▶ [WORK INSTRUCTION]
Pull each line containing "separate" out of the data and copy it.

─── DATA SHOWN ───

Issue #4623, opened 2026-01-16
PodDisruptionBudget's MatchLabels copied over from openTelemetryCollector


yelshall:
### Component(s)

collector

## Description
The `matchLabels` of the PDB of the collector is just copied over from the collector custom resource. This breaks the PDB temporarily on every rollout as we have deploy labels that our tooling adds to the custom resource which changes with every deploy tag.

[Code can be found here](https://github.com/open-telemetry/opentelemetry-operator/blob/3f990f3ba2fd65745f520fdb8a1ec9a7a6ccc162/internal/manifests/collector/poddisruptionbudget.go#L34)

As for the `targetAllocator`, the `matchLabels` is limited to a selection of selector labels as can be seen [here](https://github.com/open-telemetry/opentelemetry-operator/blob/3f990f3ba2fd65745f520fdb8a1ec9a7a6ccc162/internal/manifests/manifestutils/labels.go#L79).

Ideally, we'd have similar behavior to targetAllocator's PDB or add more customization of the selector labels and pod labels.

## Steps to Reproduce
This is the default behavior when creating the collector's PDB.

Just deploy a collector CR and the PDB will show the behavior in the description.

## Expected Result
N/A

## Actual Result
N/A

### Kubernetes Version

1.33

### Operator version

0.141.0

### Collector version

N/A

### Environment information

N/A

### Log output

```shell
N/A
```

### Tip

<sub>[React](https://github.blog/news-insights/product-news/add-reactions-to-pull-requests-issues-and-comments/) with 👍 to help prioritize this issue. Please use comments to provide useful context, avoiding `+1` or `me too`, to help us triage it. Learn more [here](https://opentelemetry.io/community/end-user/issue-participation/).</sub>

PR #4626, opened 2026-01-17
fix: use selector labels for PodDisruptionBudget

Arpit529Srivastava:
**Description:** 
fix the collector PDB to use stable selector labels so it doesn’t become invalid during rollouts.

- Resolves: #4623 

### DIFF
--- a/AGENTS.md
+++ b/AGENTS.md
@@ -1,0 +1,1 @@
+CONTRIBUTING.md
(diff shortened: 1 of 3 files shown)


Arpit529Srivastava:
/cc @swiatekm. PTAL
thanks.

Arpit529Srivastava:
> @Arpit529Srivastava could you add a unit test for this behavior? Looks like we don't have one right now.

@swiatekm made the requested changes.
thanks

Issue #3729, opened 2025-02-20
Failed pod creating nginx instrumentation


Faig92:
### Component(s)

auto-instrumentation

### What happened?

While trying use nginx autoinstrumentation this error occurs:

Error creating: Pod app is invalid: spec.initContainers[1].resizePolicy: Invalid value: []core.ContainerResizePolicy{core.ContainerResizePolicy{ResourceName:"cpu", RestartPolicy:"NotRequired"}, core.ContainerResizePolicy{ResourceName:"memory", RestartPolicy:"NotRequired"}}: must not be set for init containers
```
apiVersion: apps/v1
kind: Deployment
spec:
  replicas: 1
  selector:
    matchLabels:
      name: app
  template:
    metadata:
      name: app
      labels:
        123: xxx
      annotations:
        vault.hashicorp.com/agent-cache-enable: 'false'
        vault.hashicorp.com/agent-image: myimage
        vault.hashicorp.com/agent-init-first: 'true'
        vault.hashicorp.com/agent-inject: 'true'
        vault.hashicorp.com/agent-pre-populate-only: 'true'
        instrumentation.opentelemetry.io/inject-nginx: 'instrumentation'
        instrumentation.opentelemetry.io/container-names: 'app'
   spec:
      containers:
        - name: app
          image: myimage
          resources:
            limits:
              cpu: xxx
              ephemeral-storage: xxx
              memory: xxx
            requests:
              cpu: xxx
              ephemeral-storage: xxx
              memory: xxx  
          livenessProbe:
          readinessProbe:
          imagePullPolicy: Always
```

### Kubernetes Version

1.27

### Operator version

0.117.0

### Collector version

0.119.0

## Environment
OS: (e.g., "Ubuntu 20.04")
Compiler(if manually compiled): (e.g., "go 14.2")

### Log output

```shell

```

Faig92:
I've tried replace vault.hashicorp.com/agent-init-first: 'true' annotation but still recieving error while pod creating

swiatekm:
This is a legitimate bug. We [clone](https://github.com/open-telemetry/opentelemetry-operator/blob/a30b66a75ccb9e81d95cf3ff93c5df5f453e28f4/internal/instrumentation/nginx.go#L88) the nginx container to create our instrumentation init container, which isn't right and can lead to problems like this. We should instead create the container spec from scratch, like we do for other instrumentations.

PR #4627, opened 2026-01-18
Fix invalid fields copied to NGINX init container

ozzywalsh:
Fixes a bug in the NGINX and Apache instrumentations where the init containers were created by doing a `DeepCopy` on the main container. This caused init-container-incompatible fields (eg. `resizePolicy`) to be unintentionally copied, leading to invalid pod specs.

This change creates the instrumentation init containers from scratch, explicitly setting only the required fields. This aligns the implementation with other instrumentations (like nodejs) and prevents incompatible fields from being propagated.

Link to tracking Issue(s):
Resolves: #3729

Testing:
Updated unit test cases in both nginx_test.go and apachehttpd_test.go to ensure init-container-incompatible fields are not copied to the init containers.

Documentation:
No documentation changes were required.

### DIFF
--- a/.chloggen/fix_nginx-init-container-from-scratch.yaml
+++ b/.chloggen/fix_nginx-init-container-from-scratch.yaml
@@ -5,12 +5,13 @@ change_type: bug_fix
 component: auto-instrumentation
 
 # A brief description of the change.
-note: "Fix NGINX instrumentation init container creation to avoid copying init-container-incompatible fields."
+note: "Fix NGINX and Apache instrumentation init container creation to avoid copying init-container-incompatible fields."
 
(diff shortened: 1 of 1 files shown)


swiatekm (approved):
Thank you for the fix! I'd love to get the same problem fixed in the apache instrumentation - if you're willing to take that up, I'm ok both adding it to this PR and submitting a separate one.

───
─── DATA SHOWN ───

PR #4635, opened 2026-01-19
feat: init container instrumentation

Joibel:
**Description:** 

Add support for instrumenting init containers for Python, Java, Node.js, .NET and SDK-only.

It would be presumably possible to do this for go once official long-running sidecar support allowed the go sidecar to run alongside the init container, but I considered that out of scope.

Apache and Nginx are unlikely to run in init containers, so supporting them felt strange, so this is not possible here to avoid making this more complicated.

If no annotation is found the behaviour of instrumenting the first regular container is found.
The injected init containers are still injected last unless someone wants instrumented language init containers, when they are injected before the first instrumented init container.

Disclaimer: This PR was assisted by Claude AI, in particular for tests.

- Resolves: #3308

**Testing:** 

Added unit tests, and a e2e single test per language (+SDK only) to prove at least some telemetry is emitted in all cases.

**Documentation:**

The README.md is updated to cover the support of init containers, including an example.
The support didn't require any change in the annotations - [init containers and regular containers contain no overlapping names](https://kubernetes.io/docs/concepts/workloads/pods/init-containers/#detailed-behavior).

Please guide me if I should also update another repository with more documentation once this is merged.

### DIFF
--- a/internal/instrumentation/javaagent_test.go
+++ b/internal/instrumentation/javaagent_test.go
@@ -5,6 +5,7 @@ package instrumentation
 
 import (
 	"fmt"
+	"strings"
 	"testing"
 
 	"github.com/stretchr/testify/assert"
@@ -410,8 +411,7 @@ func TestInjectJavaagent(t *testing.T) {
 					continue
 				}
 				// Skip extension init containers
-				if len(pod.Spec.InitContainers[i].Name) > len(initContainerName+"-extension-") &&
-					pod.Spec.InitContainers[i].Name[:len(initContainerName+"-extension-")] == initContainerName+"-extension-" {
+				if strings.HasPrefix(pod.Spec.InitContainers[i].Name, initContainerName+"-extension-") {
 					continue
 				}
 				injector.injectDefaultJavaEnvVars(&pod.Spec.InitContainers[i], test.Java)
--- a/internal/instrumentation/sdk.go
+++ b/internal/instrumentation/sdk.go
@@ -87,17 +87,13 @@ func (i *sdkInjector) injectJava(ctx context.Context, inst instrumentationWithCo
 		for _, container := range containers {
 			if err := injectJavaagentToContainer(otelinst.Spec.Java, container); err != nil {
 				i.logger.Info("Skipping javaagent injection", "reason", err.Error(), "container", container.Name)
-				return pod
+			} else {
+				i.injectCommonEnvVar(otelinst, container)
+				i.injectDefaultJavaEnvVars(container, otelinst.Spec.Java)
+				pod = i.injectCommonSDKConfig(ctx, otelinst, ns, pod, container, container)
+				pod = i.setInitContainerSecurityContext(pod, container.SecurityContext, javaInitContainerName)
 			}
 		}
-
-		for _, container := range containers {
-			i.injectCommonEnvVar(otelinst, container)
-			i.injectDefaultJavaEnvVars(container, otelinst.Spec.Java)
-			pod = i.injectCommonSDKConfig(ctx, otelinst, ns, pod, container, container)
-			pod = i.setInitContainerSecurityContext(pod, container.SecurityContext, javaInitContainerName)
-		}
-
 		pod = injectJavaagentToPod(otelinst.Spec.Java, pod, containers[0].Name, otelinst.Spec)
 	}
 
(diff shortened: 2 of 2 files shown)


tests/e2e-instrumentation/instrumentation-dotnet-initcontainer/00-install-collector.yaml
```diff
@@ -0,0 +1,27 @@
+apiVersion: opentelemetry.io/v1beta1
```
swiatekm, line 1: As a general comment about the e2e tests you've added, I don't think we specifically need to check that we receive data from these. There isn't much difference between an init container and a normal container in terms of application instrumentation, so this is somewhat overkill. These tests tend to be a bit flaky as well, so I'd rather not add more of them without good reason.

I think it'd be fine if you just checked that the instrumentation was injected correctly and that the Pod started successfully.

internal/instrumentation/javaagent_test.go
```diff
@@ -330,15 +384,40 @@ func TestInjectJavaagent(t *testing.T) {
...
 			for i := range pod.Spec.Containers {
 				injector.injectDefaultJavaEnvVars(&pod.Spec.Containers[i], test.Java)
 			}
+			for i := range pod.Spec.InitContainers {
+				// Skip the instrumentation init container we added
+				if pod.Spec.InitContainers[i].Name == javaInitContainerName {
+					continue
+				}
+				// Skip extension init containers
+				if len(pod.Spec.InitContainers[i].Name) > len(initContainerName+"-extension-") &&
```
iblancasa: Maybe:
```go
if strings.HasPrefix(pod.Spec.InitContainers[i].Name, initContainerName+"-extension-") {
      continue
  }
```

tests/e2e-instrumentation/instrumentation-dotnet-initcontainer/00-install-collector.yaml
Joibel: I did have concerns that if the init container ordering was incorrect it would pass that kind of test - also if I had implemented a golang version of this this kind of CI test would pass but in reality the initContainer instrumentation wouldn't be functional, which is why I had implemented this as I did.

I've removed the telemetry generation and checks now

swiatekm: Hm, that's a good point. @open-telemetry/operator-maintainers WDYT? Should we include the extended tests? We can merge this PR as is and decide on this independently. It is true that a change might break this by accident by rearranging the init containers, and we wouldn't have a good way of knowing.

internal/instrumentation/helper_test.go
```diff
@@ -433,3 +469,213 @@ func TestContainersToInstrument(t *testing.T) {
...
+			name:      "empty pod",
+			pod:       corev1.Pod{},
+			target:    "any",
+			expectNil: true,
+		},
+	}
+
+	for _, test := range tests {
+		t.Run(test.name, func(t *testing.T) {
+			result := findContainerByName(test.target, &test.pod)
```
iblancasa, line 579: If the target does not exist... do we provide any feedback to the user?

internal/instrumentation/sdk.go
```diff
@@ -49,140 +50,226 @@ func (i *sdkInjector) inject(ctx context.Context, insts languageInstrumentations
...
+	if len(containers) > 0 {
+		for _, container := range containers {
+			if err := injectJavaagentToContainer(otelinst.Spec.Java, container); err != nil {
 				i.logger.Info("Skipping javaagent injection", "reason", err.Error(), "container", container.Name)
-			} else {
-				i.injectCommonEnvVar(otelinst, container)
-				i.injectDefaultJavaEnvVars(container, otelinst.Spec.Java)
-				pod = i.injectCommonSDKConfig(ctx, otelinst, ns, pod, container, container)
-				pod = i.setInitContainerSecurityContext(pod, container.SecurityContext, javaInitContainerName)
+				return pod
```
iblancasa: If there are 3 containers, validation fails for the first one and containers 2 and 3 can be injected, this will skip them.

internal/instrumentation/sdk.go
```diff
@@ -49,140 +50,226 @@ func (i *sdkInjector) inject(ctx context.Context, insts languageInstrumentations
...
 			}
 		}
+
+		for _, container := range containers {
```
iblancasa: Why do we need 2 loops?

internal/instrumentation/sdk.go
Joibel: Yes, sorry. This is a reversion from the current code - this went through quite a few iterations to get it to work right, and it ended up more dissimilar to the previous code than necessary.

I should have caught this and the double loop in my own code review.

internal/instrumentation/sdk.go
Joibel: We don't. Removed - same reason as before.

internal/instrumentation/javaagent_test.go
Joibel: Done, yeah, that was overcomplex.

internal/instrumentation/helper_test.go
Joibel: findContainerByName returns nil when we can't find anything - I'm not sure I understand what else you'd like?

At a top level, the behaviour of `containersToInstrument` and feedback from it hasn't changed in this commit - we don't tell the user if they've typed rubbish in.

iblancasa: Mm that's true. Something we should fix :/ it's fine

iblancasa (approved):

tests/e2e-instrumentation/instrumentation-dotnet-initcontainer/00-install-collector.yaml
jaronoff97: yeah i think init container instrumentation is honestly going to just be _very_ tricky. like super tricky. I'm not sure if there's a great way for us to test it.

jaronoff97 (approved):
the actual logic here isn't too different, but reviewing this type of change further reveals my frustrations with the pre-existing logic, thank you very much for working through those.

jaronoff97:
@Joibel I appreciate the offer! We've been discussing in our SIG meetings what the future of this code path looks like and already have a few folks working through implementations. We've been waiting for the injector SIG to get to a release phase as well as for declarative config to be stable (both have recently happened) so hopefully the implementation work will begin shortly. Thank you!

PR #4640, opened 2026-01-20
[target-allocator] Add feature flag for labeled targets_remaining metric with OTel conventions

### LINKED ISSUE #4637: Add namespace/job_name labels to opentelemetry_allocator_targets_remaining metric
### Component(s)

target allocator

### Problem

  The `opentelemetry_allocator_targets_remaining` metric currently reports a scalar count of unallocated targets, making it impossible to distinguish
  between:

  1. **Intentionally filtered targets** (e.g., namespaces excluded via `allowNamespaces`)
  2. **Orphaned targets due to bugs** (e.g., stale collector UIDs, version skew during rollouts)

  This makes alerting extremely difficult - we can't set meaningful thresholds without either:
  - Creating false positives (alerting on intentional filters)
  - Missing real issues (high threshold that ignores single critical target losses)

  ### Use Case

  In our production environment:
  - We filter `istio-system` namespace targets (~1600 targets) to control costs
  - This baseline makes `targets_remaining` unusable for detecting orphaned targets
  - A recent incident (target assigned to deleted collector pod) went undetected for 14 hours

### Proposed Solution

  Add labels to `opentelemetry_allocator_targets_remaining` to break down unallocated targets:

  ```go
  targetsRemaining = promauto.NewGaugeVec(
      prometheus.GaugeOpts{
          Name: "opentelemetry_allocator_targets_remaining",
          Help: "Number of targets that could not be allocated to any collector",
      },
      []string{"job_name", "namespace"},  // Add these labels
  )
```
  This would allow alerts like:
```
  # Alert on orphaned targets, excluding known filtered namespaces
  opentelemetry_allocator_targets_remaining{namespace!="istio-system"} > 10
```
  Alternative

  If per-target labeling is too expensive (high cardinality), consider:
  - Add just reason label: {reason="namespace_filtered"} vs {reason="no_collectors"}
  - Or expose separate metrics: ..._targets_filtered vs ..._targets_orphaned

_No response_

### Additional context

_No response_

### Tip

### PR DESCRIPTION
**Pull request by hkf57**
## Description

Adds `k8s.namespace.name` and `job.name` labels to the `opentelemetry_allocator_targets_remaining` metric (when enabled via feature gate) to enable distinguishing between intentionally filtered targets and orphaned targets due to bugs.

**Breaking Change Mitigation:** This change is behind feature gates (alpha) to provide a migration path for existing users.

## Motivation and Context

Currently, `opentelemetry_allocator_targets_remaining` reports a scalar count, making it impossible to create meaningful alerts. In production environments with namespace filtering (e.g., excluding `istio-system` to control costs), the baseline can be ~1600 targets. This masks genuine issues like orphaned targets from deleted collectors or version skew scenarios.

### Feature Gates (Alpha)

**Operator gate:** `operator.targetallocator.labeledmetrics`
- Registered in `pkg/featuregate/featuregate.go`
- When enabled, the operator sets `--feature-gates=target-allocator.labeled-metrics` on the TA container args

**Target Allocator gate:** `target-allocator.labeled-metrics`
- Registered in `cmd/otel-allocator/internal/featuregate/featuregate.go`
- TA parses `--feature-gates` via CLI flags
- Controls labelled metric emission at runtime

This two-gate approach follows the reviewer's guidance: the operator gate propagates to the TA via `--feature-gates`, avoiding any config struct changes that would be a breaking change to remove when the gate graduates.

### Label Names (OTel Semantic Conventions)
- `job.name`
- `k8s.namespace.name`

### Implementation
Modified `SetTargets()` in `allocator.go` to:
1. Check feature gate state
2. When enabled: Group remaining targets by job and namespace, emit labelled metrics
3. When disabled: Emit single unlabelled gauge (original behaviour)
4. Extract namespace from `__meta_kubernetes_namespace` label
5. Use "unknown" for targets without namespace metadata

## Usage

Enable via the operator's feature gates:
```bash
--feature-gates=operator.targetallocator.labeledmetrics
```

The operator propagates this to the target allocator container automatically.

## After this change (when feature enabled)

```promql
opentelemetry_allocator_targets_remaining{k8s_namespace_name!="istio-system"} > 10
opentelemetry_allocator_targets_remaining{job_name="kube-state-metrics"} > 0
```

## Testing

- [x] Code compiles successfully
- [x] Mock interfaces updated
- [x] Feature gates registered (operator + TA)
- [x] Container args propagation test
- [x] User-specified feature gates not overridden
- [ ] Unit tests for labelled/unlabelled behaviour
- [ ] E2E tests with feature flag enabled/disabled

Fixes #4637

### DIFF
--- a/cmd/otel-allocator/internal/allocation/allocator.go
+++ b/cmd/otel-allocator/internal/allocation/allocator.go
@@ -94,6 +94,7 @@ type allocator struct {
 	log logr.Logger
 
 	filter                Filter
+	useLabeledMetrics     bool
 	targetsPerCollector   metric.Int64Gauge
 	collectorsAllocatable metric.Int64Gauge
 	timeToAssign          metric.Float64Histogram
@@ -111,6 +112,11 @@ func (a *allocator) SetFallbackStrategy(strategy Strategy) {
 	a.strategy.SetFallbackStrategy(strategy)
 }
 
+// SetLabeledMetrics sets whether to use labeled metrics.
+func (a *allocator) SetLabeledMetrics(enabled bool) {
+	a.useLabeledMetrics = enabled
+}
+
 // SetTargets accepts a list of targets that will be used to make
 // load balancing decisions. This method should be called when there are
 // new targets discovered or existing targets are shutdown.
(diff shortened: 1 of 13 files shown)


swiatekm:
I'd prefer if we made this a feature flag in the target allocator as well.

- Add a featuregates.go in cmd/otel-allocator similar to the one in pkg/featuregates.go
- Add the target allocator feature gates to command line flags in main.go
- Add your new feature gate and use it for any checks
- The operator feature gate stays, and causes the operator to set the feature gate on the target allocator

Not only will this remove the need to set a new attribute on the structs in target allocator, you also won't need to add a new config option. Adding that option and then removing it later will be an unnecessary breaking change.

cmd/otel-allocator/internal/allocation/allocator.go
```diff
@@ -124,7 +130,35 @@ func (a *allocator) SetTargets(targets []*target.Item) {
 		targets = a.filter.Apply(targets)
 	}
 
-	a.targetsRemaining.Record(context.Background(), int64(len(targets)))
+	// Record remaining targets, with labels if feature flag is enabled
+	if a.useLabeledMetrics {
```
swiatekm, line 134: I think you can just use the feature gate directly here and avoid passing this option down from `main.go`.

───

▶ [RESPONSE]
Thank you for the fix! I'd love to get the same problem fixed in the apache instrumentation - if you're willing to take that up, I'm ok both adding it to this PR and submitting a separate one.
  - Or expose separate metrics: ..._targets_filtered vs ..._targets_orphaned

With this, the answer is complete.